# Pics of my pig



## Kerry-Lee (Sep 16, 2009)

Pig snuggling down
Pig at his view site in my office
Pig in the garden with the doves


----------



## Mindy (Apr 2, 2009)

Very cute, love the name. min


----------



## Kerry-Lee (Sep 16, 2009)

Some of you will know Pig already - he has deformed wings and feet and so does not fly and doesn't do too much walking either. We are in separable and he goes everywhere with me that I can possibly take him. He has a dove, stalings and Indian Mynah's who visit him outside the window at work. He loves pecking around in the garden and loves eating sand, but I have to keep a close eye on him because of all the potential hazards around: cats, chickens, dogs, Fish Eagles, Black Sparrow Hawks and others I don't know.


----------



## Mindy (Apr 2, 2009)

What a special little pig. Love him. I would also keep a REALLY CLOSE eye on him when out at the garden.
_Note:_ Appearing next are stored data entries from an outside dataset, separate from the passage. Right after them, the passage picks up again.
PR #1612, opened 2026-09-07
fix(core): preserve nullability through $ref promotion, bound $defs inlining, compare the whole tool spec

### LINKED ISSUE #1587: fix(core): schema normalizer edge cases (nullable $ref promotion, camelCase collisions, inline_refs growth)
## Summary
`src/runtime/core/src/schema_normalize.rs` is the single canonicalizer all three SDKs rely on for `expected_type` matching, so divergence here silently mis-resolves dependencies.

- `:685-719` nullable promotion drops `null` when the single non-null branch is a kept `$ref` (cyclic) or a nested `anyOf`: `Optional[RecursiveNode]` hashes as `RecursiveNode`, and `Optional[Union[A,B]]` canonicalizes differently from Pydantic vs Zod input. PLAUSIBLE.
- `:504-513` camelCase renaming collides (`value`/`Value`, `user_id`/`userID`) and silently overwrites one property with no warning. CONFIRMED.
- `:367-432` `inline_refs` re-inlines shared defs per use site with no size/depth guard; a diamond `$defs` graph expands exponentially. PLAUSIBLE.

## Fix
Preserve nullability when the non-null branch is a ref or composite; emit a WARN verdict on rename collision (the verdict tier exists for exactly this); memoize inlined defs or cap depth with a BLOCK verdict.

---

### LINKED ISSUE #1588: fix(core): tools_are_different ignores tags, schemas, kwargs and filters, so those updates never reach the registry
## Summary
`runtime.rs:517-550` decides whether an `UpdateTools` command changes the registration by comparing a subset of fields. Tags, description, input/output schemas, `kwargs`, `llm_filter` and `match_mode` are not compared. An update that changes only those is dropped as "unchanged" and the registry keeps the stale registration until the process restarts.

Related: `HandleState.dependencies` (`runtime.rs:748-761`, `handle.rs:21-22`) is keyed by capability while the topology is keyed by `(function, index)`; removing one of two same-capability dependencies deletes the key and `get_dependencies()` misreports.

## Fix
Compare a full canonical hash of the tool spec; key handle state the way the topology is keyed.

PLAUSIBLE (source read; no runtime today calls UpdateTools with a tags-only change, but the surface is public).

---

dhyansraj:
Issues #1587 and #1588. Both were rated PLAUSIBLE, so every item here has a test that was verified to fail against the unfixed code.

`schema_normalize.rs` is the single canonicalizer all three SDKs use for `expected_type` matching, so a shape that canonicalizes wrongly is a *silent mis-resolution*, not an error.

## ⚠️ Canonical hashes change — read before merging

Four shapes now hash differently, all of which were previously canonicalized **wrongly**:

| shape | before | after |
|---|---|---|
| `Optional[RecursiveNode]` | hashed identically to `RecursiveNode` | distinct |
| nested `Optional[Union[A,B]]` (Zod-shaped) | dropped the null | keeps it |
| Pydantic `Optional[Literal[...]]` | dropped the null | keeps it |
| any nested union spelled `oneOf` | Java's flat form never matched py/ts | all three converge |

During a mixed-version rollout an old-core consumer and a new-core producer will not match on these; they resolve once both sides upgrade. Since they previously matched *incorrectly* (`Optional[X]` ≡ `X`), the fix is right either way — but the window is real.

**Two new verdicts can refuse startup**: a camelCase property collision emits WARN (a refusal under `MCP_MESH_SCHEMA_STRICT=true`), and a `$defs` graph exceeding `MCP_MESH_SCHEMA_MAX_INLINED_NODES` is a BLOCK. Both are documented in `docs/concepts/schema-matching.md` and the man page.

## #1587a — nullability dropped through `$ref` promotion

Promotion only appended `"null"` when the promoted branch carried a `type`. A `$ref` branch has none. A fourth trigger not in the issue: Pydantic omits `type` on enum branches, so `Optional[Literal[...]]` loses it the same way and diverges from Zod.

Those branches now keep an explicit null wrapper rather than getting a `type` sibling hung next to a `$ref`, which pre-2019-09 drafts ignore.

### The flattening had to move — it broke a pair that matched before

Nested unions are flattened so Zod and Pydantic spellings converge, but doing it at the top of `normalize_nullable` (before the metadata strip at `:543` and the `oneOf`→`anyOf` rewrite at `:560`) **split a pair that matched at HEAD**. Pydantic's `{discriminator, oneOf}` branch has two keys and would not splice; Zod's sole-key `anyOf` would:

```
Optional[Pet]   py      ts
HEAD            0984245e  0984245e   ← matched (both wrongly dropping null)
first attempt   bad443fd  7a217923   ← split
now             7a217923  7a217923   ← match, and Java's flat form joins them
```

Flattening now runs after both spellings converge, asking whether a branch's *sole remaining* key — ignoring exactly the keys the normalizer strips anyway, via a shared `STRIPPED_METADATA_KEYS` — is `anyOf` or `oneOf`. Sharing that const is deliberate: "is this a bare nested union?" must ask the same question the strip rule answers, or they drift apart again.

**Fixtures added** for both shapes × three spellings. The corpus contained no nested union, which is exactly why 36 unchanged hashes looked reassuring.

## #1587c — `$defs` inlining had no bound

Measured before choosing anything (diamond graph, each level referencing the one below twice):

```
levels= 4  input=  514 B  output=    1,902 B  (1.3ms)
levels= 8  input=  874 B  output=   30,462 B  (25ms)
levels=12  input=1,242 B  output=  487,422 B  (491ms)
levels=16  input=1,614 B  output=7,798,782 B  (9.5s)
```

**The issue's suggestion to memoize would not have fixed this.** Memoization removes recomputation, but each use site still gets its own cloned subtree, so the 7.8MB output stands. Only a bound helps.

The budget counts **materialized nodes, not `$ref` sites** — a site count says nothing about output size, since each site inlines a body of unbounded size. It is overridable via `MCP_MESH_SCHEMA_MAX_INLINED_NODES`, because a consumer-side BLOCK on `expected_type` has **no per-tool escape hatch** (`rust_heartbeat.py:214` hardcodes `tool_strict=True`, with a comment saying so). An unescapable refusal calibrated against 12 toy fixtures would have failed realistic Pydantic models: a measured 40-sub-model × 50-shared-enum domain model is 2,040 `$ref` sites but only 27,205 nodes / 198KB, and the default admits it at ~18× headroom.

## #1588 — `tools_are_different` compared a hand-picked subset

Instrumenting the comparison found **15 of 22 fields uncompared**, not the 7 the issue names — including every schema field and `match_mode`, which a comment conceded was "intentionally left out".

It now compares the serialized spec, derived from the struct so a newly added field cannot silently go uncompared again. That recurrence is the defect, not the current misses.

**Reach is narrow and the PR is sized accordingly.** Python has no `update_tools` caller; Java's `MeshRuntime.updateTools` is a logging no-op ("this would require adding a mesh_update_tools FFI function"); the one live TS path (`api-runtime.ts:726`) hardcodes `capability:""`, `version:"1.0.0"`, `tags:[]`, `description:""`, `inputSchema:undefined`, so every uncompared field is a constant there. This is public-API hardening, not a live bug.

Also: `HandleState.dependencies` was keyed by capability while the topology is keyed by `(function, index)`, so dropping one of two same-capability dependencies deleted the key and `get_dependencies()` misreported. Re-keyed; the documented capability→endpoint shape is preserved as a projection with deterministic tie-breaking (the old behaviour was nondeterministic).

## Tests

All four Rust legs, uniformly **+33**: 541 / 569 / 556 / 545 (HEAD: 508/536/523/512). `cargo check --all-targets` and clippy clean on all five legs.

Grafted onto a pristine `d8dc0ec17` worktree, **18 of the new tests fail** — including both cross-runtime parity cases, the budget override, the warning dedup and the diamond BLOCK. The ones that pass at HEAD are deliberate negative controls, plus the two `java_hash_matches_fixture` cases, since Java's flat spelling was already producing the correct form.

Man goldens moved +9/+9/+2, matching the added spans exactly, annotated in the same commit.

## Not fixed, deliberately

`api-runtime.ts:59-82` drops the per-dependency `expectedSchema*`/`matchMode` fields that `express.ts:87-125` populates, so `@mesh.route` schema matching is inert on that path. Unrelated to both issues; worth its own issue.

Closes #1587
Closes #1588

## Summary by CodeRabbit

- **New Features**
  - Added bounded schema normalization for large or deeply reused schemas, returning a clear BLOCK verdict instead of exhausting resources.
  - Improved handling of nested unions, nullable schemas, cyclic references, and camelCase property collisions.
  - Dependency reporting now preserves duplicate capability resolutions consistently.

- **Bug Fixes**
  - Smart-diff detection now recognizes changes across all tool metadata and schema fields.
  - Fixed dependency updates where removing one duplicate capability could remove another.

- **Documentation**
  - Documented schema verdict limits, consumer-side BLOCK resolution, and known schema-matching limitations.


dhyansraj:
Applied in `e6c863473`, with one addition.

`parse_node_budget(Option<&str>)` is extracted; `resolved_node_budget()` is now a thin wrapper that reads the env var and delegates. `node_budget_env_parsing` tests the pure function directly — no `set_var`, no restore block.

**Added beyond the suggestion**: extracting the parser alone would have silently dropped coverage of the env plumbing. Nothing would then verify the variable is actually *read* — deleting the `std::env::var` call in `resolved_node_budget` would leave every test green. So there is one small `node_budget_env_is_wired_up` test that keeps that wired, using a `Drop`-based guard so the restore survives an unwinding assertion. Verified it bites: with the env read replaced by `parse_node_budget(None)` it fails with `left: 500000, right: 4321`.

That is now the only place in this file touching global state, down from eight assertion points ahead of a trailing restore.

**On the rationale** — worth being accurate, since the original test was not actually racy: the crate is edition 2021 so `set_var` is not `unsafe` here, CI runs `--test-threads=1`, and `config.rs:550-627` already mutates env across a dozen of its own tests. The real hazard was narrower: any of the eight assertions failing would skip the restore and leak `MCP_MESH_SCHEMA_MAX_INLINED_NODES` into every subsequent test in the process, turning one failure into confusing downstream ones.

`config.rs` and the other env-mutating tests are deliberately untouched — same pattern, but unrelated scope for a schema-normalizer PR.

All four legs +1 (542 / 570 / 557 / 546); `cargo check --all-targets` and clippy clean, with the only `schema_normalize.rs` clippy hit being a pre-existing collapsible `if let` also present on `469d069e9`.

dhyansraj:
Applied in `1099e296f`, taking the second option rather than the first.

**The race is real, and worse than described.** `resolved_node_budget()` is called at `schema_normalize.rs:236` inside `normalize_schema`, so *every* schema test reads that env var. `default_budget_admits_a_realistic_pydantic_model` normalizes a ~27,205-node model and asserts `OK`; if it observes the wiring test's `4321` it BLOCKs and fails — surfacing the failure in an innocent test rather than the one that caused it. CI is safe (all four legs run `--test-threads=1`), but plain local `cargo test` is parallel by default. No "safe" value exists either: below 27,205 breaks the realistic-model test, above 500,000 masks `diamond_defs_graph_blocks_instead_of_exploding`.

**I did not delete the test.** It is the only thing verifying the env var is actually read, and `MCP_MESH_SCHEMA_MAX_INLINED_NODES` is the operator's sole escape from a consumer-side BLOCK — `rust_heartbeat.py:214` hardcodes `tool_strict=True`, so there is no per-tool override. An unescapable startup refusal was one of the two blockers this PR was sent back for; if a refactor drops the env read, that regression returns silently. Removing the safety net to fix a test-isolation problem is the wrong trade.

Instead the test re-execs its own binary with `--exact`, passing the marker and the budget var through `Command::env`. The parent never calls `set_var`, so nothing is ever visible to a sibling test; `EnvGuard` is gone. The child's stdout/stderr are embedded in the parent's panic message, and the comment names the concrete race and its victim so nobody simplifies it back.

Mutation-checked — stubbing the env read to `parse_node_budget(None)` fails through the parent with the child's assertion intact (`left: 500000, right: 4321`).

Verified under the configuration that actually matters, plain parallel `cargo test`: `schema_normalize::` is 77/77 across repeated runs. Four legs unchanged at 542 / 570 / 557 / 546; `cargo check` and clippy clean.

**Unrelated pre-existing issue found while verifying**: `tracing_publish::tests::*` fails under default parallelism (3–4 failures, varying run to run — `publish_span_caps_stream_with_maxlen`, `publish_span_resolves_maxlen_once_at_init`, `reprober_recovers_from_cold_start`, `publisher_reuses_connection_across_publishes`). Same class of problem — a shared global singleton — and it keeps plain local `cargo test` red for this crate. Confirmed present on `e6c863473` before this change. Filing separately; not touched here.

Hate for anything to happen to a special guy. Loved the pics. Great that you take him everywhere. I think thats great. min


----------



## Kerry-Lee (Sep 16, 2009)

Thanks Mindy - it was Pijee (said with French accent) then Juba which means pigeon or dove in the local indigenous language Zulu, but Pig has stuck.


----------



## Ivor (May 12, 2008)

Pig is a cutie, and lives like a king of course, you are doing a great job, that is what we need in this world people like you. Lucky Pig that have a nice family. 

Ivette


----------



## Guest (Nov 14, 2009)

that sure is a nice veiw outside pigs window


----------



## Columba livia! (May 4, 2009)

Golly day what a veiw! sure is a lucky bird, dosent need to fly to see for miles!


----------